## Goal of the exercise
Copy each line of the records that contains the word "pallets".

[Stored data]
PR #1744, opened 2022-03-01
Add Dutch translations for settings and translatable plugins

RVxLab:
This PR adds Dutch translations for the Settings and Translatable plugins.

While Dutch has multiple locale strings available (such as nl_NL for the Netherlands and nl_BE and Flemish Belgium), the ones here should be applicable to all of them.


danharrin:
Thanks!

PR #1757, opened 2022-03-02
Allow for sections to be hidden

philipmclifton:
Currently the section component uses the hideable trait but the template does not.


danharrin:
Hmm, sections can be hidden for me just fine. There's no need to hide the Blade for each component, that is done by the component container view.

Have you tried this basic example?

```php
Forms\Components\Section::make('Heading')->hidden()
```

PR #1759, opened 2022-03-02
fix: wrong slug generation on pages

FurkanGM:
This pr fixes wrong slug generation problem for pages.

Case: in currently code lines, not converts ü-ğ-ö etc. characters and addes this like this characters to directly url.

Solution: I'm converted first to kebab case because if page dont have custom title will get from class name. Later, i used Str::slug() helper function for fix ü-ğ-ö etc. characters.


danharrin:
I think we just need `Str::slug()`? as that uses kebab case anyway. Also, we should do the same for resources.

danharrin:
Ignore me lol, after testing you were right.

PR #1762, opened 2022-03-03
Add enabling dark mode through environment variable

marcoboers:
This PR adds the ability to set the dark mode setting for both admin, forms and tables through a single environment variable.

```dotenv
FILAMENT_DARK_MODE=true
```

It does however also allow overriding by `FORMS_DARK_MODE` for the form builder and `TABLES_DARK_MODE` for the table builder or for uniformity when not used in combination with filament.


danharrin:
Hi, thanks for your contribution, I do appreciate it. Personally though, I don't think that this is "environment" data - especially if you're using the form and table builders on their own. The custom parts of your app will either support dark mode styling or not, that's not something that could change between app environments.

==

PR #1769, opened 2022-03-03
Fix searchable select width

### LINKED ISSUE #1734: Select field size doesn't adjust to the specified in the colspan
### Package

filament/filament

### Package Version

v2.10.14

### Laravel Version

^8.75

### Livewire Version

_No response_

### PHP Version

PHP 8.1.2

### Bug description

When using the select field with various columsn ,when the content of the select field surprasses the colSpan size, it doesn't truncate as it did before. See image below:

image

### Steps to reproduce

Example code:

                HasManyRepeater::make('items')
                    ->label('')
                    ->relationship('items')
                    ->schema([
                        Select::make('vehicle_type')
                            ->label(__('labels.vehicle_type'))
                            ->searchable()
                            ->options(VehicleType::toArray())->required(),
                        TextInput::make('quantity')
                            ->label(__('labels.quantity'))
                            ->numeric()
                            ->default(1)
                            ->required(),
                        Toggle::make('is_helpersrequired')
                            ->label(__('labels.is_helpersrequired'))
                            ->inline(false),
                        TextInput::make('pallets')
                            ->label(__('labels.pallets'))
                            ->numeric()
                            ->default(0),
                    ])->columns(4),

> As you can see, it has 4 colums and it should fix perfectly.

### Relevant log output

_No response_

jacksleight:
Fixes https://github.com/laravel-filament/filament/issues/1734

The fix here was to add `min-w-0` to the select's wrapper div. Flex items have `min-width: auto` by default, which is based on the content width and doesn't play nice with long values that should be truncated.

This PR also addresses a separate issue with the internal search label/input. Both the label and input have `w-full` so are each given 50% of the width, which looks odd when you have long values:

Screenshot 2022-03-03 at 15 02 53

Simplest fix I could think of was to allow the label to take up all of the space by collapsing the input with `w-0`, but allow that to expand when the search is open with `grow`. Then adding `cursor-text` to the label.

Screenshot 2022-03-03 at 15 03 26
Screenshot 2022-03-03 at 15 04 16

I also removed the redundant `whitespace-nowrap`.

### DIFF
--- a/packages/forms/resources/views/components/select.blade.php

## Solution below
                        TextInput::make('pallets')
                            ->label(__('labels.pallets'))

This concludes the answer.